Un mesero me pasa una revista. La hojeo pero no puedo concentrarme. "¡Será gamín, desgraciado, grosero! ¿Qué se habrá creído? Si uno dice una hora es una hora, no una aproximación. Le diré mico en cuanto aparezca", me digo una y otra vez. "Calma, calma, no te alteres", intento convencerme.

El mesero regresa y pregunta:

—¿Ya decidió?

—Decidir ¿qué

, ¿si sigo esperando como una imbécil o si me marcho

, contesto en tono seco, cortante, bajito, reprimiendo las ganas de insultar al ausente.

—No, doña; si desea tomar algo, contesta con desdén, dejándome como la loca que ya empieza a asomar tras la máscara de fémina paciente, educada, resignada de los primeros instantes.

—No, gracias. Estoy esperando a una persona, por llamarla de alguna manera, respondo con risita de hiena.

Pienso que ya le retiré la categoría de persona, no digamos la de amigo. Menos aún la de una cita interesante. Pero no me levanto. Algo me ata a la silla: los deseos de desahogar mi furia en su cara. Quiero escupirle su informalidad, su altanería, su desconsideración, su nula caballerosidad. ¿Cómo se me ocurriría quedar con semejante malandro?

A la media hora exacta, suena mi celular. Es él. "Qué pena contigo, no me demoro nada, ya estoy a dos cuadras".

Qué pena contigo. Qué pena sirve para todo, es un remiendo, una curita. Que alguien te empuja, qué pena. Que te atropellan, qué pena. Que te botan algo encima, qué pena. Que llegan tarde, qué pena. Pero no sienten pena alguna, es una hipocresía, un descaro —susurro— y tengo la impresión de que ya no puede resistir más la espera, que el estómago se me revuelve de ira, que me salen espumarajos por la boca.
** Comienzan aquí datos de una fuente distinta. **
PR #244, opened 2021-09-28
Get Github bot to open country update issue twice a month

corneliusroemer:


chaoran-chen:
Hi @corneliusroemer. I have a better idea! LAPIS [1] always has all the countries from the underlying data source (e.g., GISAID).  CoV-Spectrum [2] maintains its own list of country names because it needs to map country names from other sources (e.g., OWID). Could you maybe write a script that checks if a country in [1] is missing in [2] and opens an issue if that happens?

[1] https://cov-spectrum.ethz.ch/gisaid/api/v1/sample/aggregated?fields=country
[2] https://cov-spectrum.ethz.ch/api/v2/resource/country

PR #259, opened 2021-10-15
Removed look behind assertion in regular expression to be compatible with Safari

### LINKED ISSUE #258: Page not loading in Safari - invalid date range regex
The whole website does not work in (at least some versions of) Safari. It just shows a blank page. I tracked down the problem to the following code block:

image

image

(Thanks @laduplessis for reporting!)

ningxie1991:
Fix #258


chaoran-chen (approved):
Thanks!

PR #86, opened 2016-01-27
Fix validation of return value.

dekimir:


dekimir:
@umar456 PTAL

source/validate_id.cpp
```diff
@@ -1671,13 +1671,17 @@ bool idUsage::isValid<SpvOpReturnValue>(const spv_instruction_t* inst,
...
   auto valueType = usedefs_.FindDef(value.second.type_id);
-  assert(valueType.first);
+  if (!valueType.first || SpvOpTypeVoid == valueType.second.opcode) {
+    DIAG(valueIndex) << "OpReturnValue value's type <id> '"
+                     << value.second.type_id << "' is missing or void.";
+    return false;
+  }
   // NOTE: Find OpFunction
   const spv_instruction_t* function = inst - 1;
   while (firstInst != function) {
```
dneto0: Not part of this CL, but this scan backward for the start of the function looks a little worrying.  Something should make sure that we don't run off the front of the module and get an invalid access.

test/ValidateID.cpp
```diff
@@ -1322,7 +1322,7 @@ TEST_F(ValidateID, OpReturnValueConstantGood) {
   const char* spirv = R"(
 %1 = OpTypeVoid
 %2 = OpTypeInt 32 0
-%3 = OpTypeFunction %2 %2
```
dneto0: Extraneous removal of the argument type?   But ok by me.   It's a simplification.

test/ValidateID.cpp
```diff
@@ -1344,19 +1345,71 @@ TEST_F(ValidateID, OpReturnValueVariableGood) {
      OpFunctionEnd)";
   CHECK(spirv, SPV_SUCCESS);
```
dneto0: This example looks wrong. Validation should fail. ?
  %7 is the result of an OpVariable, and hence is a pointer to 32-bit int.
But the function returns 32-bit int (%2), and the return value is a pointer-to-32-bit int in Function storage class.

test/ValidateID.cpp
```diff
@@ -1344,19 +1345,71 @@ TEST_F(ValidateID, OpReturnValueVariableGood) {
...
+}
+
+TEST_F(ValidateID, OpReturnValueIsVoid) {
+  const char* spirv = R"(
+%1 = OpTypeVoid
+%2 = OpTypeInt 32 0
+%3 = OpTypeFunction %1
+%5 = OpFunction %1 None %3
+%6 = OpLabel
+%7 = OpFunctionCall %1 %5
```
dneto0: Ha ha. Infinite recursion.  But works for this (static) validation case.

dneto0:
-1.  Seems like one test is wrong: the test that intends to return the value stored in a variable.  Needs a load.   Or did it intend to return the pointer that is the storage allocated for the variable.

test/ValidateID.cpp
dekimir: Not extraneous, since `OpFunctionParameter` is absent after `OpFunction`.  The old assembly was incorrect.

dneto0: Ah, good call.

dekimir:
Fixed the incorrect test.  Also fixed the case of truly returning a pointer.

source/validate_id.cpp
dekimir: Something _is_ making sure of that -- note the `firstInst` check. ;)

dneto0:
+2
@dekimir please squash and commit.  I'm not able to at the moment.

dekimir:
Merged with 1e157bc.

PR #87, opened 2016-01-28
Initialize vector<string>s on first use, not statically.

dekimir:


dekimir:
@umar456 sorry to mess up your pretty code; forced by style guide.

umar456:
Looks good to me.

dneto0:
-1

I still think this is forbidden by the style guide.

In particular: 
"Objects with static storage duration, including global variables, static variables, static class member variables, and function static variables, must be Plain Old Data (POD): only ints, chars, floats, or pointers, or arrays/structs of POD."
And then explains why: indeterminate destruction order in this case, and the potential for keeping references to data that has already been destroyed.

Yes, these have static storage duration, as per:
http://en.cppreference.com/w/cpp/language/storage_duration#Storage_duration
because the variables are marked "static", even though they are function static.

Sure, you could argue it's not a problem now in the (test) code. But same was true before this CL.

Seems a sideways move. Not really solving the problem.

dekimir:
@dneto0 Um, pointers? ;)

> must be Plain Old Data (POD): only ints, chars, floats, or pointers, or arrays/structs of POD.

dneto0:
Whoops.  I missed seeing that it's a "new", and hence my whole interpretation is wrong.
This leaks an object, but I'm ok with that in test code, and it's the recommended solution for this kind of thing.

+2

El reloj indica que pasaron quince minutos desde que me marcó. Y eso que eran dos cuadras. ¡Descarado!

A los cincuenta minutos aparece fresco como una lechuga, el pelo mojado y sonrisa quiebra mandíbulas. "¿Qu'ubo? Tremendo trancón. ¡Qué pena contigo!".

Me planta un beso en la mejilla y llama al mesero. "Si son lentos, ala. Uno con ganas de tomarse un tinto y ni lo miran. Qué demorados", sentencia convencido.

—Y usted, qué, debería trabajar menos, ese estrés cualquier día le da una sorpresa. Vea la cara que tiene, en serio, véngase este fin de semana a la finca, verá cómo le cambia todo.

Suelta su perorata como si nada hubiera ocurrido. Un rostro de pitbull lo mira fijamente y unas garras le señalan las agujas del reloj.

"Cincuenta minutos tarde", le ladro. "Cincuenta minutos solo porque le vino en gana levantarse tarde y llegar más tarde aún. Cincuenta minutos que llevo estúpidamente perdidos porque a usted se le dio la gana".

—Así no se puede, con usted es imposible. Ya me habían comentado lo brava que era, pero yo pensaba que ni tanto. Mejor dejamos lo que tenemos que hablar para otro día, cuando esté tranquila. De pronto pasó mala noche, qué pesar. Relájese y no trabaje demasiado; déjese ver para consentirla.

Llama al mesero y pide la cuenta. Paga, se levanta y abandona el café después de darme un beso educado en la mejilla. "Es una histérica", piensa mientras desaparece. "Necesita un buen polvo, como todas".

Le veo partir con una rabia que no me resisto. Yo soy la desquiciada y él el caballero. Así se escribe la Historia.